**EXERCISE PROMPT:** Where the records hold the string "break", show the whole line it sits on.

Stored data entries
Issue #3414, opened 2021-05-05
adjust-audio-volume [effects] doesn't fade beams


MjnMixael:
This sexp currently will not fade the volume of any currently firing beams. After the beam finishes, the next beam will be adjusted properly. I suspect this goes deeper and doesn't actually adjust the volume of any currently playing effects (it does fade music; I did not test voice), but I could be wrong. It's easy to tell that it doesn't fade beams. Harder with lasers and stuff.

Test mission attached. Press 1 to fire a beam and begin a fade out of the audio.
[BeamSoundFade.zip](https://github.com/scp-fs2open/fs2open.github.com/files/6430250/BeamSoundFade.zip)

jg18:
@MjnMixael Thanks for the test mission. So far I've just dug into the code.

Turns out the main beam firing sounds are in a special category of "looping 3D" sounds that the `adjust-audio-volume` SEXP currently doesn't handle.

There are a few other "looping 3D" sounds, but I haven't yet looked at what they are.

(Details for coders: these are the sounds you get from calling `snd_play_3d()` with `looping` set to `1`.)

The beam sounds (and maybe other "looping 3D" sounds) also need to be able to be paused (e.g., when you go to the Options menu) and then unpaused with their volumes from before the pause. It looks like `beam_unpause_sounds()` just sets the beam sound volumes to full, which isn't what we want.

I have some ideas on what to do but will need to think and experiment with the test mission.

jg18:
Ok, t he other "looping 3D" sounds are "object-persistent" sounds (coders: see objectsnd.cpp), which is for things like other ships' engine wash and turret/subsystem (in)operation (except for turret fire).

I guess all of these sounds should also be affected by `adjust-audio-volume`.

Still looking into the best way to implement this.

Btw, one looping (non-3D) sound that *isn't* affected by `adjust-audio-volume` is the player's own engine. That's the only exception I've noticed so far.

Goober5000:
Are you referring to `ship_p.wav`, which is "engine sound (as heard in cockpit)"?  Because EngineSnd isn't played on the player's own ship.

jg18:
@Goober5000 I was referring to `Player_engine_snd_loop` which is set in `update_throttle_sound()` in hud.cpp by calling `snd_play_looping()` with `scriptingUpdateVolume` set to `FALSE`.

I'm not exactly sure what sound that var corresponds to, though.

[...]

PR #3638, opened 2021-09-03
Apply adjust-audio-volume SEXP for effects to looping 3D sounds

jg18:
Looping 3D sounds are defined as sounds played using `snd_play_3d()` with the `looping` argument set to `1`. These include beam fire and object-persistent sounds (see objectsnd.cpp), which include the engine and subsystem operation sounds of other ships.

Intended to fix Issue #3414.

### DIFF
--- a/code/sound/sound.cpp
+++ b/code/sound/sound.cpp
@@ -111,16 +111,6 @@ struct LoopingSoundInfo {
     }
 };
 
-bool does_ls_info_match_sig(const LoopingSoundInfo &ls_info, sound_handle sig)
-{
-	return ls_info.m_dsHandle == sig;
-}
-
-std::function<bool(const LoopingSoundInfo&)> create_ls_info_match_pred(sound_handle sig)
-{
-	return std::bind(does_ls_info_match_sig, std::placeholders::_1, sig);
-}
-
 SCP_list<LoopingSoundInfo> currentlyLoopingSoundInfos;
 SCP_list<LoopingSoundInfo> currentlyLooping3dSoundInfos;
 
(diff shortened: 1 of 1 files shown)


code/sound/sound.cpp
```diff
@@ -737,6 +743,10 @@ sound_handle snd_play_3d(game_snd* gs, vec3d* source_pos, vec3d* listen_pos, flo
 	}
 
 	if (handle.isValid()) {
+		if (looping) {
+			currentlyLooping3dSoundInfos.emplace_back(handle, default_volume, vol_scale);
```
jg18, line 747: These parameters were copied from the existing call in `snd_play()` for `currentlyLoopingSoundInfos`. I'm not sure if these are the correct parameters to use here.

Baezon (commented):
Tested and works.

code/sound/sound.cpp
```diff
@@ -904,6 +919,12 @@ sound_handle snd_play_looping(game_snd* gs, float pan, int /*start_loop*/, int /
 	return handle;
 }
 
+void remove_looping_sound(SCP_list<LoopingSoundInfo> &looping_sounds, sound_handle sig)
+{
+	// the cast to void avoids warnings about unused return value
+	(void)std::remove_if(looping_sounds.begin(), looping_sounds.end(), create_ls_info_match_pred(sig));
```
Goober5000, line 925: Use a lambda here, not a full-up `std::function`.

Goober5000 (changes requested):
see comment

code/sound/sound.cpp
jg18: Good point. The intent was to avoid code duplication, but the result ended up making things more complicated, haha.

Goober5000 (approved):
* * *
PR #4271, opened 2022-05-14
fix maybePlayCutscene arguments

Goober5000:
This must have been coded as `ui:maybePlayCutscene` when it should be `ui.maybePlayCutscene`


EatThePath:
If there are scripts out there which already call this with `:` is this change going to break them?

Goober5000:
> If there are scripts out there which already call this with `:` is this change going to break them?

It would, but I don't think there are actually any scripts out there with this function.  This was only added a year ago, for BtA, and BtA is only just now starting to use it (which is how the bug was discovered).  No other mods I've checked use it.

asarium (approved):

**REPLY:**
If there are scripts out there which already call this with `:` is this change going to break them?
> If there are scripts out there which already call this with `:` is this change going to break them?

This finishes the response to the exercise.